▶ _Stored data entries_:
.....

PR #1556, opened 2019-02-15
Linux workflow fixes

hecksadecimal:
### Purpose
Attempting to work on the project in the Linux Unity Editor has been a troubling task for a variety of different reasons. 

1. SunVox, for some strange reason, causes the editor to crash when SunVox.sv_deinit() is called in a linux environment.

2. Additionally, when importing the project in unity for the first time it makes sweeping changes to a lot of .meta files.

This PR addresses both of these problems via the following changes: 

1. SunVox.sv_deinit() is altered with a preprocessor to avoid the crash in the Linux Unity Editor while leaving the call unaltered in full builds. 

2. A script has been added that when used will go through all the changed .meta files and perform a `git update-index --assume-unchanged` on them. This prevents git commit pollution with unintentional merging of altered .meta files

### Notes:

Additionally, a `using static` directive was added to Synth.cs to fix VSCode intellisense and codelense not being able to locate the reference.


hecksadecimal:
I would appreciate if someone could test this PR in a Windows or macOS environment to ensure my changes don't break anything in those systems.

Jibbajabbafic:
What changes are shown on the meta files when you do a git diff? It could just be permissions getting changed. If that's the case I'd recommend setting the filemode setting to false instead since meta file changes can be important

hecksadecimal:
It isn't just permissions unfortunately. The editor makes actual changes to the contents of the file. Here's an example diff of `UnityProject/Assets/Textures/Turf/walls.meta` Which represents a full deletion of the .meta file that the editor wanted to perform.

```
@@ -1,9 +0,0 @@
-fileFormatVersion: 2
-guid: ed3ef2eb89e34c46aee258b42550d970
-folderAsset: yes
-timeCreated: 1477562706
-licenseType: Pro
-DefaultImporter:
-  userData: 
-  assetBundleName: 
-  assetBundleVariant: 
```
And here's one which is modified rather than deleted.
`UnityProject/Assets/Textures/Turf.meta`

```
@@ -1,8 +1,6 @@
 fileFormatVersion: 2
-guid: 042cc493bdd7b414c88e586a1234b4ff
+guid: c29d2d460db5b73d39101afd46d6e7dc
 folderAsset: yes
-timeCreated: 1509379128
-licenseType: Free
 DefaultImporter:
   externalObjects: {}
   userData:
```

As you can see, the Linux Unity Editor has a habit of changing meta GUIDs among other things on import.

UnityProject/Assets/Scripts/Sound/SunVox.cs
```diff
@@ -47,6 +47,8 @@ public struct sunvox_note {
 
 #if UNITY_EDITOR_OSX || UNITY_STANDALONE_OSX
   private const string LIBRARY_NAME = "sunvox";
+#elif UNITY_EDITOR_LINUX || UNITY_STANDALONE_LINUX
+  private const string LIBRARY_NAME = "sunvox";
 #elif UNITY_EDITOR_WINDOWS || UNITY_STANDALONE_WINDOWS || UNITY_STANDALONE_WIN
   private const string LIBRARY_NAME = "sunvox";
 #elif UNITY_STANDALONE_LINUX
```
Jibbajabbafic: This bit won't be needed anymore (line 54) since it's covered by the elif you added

.....

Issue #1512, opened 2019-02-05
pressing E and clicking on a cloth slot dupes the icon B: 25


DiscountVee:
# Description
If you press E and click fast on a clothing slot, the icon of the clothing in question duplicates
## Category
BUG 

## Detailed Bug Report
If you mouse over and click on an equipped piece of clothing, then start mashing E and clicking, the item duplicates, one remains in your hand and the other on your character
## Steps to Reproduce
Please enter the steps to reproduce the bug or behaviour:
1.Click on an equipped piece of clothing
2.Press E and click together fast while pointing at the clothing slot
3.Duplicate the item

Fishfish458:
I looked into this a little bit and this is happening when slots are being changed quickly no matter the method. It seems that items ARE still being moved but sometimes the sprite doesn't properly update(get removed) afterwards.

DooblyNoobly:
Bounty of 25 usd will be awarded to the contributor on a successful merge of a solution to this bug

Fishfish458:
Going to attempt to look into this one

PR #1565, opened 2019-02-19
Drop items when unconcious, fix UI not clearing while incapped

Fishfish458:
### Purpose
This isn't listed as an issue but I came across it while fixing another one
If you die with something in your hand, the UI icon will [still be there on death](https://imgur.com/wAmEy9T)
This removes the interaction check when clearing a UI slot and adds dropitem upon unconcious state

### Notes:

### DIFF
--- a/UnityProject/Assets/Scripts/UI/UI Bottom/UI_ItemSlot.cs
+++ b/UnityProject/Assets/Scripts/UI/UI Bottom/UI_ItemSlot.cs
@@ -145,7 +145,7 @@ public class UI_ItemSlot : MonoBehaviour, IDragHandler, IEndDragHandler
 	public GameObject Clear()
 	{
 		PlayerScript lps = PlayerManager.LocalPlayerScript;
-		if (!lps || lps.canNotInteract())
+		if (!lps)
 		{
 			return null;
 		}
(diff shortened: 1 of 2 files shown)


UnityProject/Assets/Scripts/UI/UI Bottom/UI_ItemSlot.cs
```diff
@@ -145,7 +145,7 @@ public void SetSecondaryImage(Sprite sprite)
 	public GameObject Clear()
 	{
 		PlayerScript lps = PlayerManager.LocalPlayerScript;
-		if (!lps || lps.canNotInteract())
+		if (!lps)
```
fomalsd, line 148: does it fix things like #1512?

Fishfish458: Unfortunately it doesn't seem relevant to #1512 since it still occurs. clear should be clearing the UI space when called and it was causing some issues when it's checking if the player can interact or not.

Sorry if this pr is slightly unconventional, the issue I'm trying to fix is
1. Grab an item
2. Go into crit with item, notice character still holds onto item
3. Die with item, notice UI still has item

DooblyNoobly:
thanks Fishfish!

.....

▶ _EXERCISE REQUIREMENTS_: Wherever the line holding "2. Additionally, when" falls in the entries above, copy exactly from it through the line holding "This PR addresses", inclusive, and add nothing.

▶ _RESPONSE FOR THIS EXERCISE_:
2. Additionally, when importing the project in unity for the first time it makes sweeping changes to a lot of .meta files.

This PR addresses both of these problems via the following changes: 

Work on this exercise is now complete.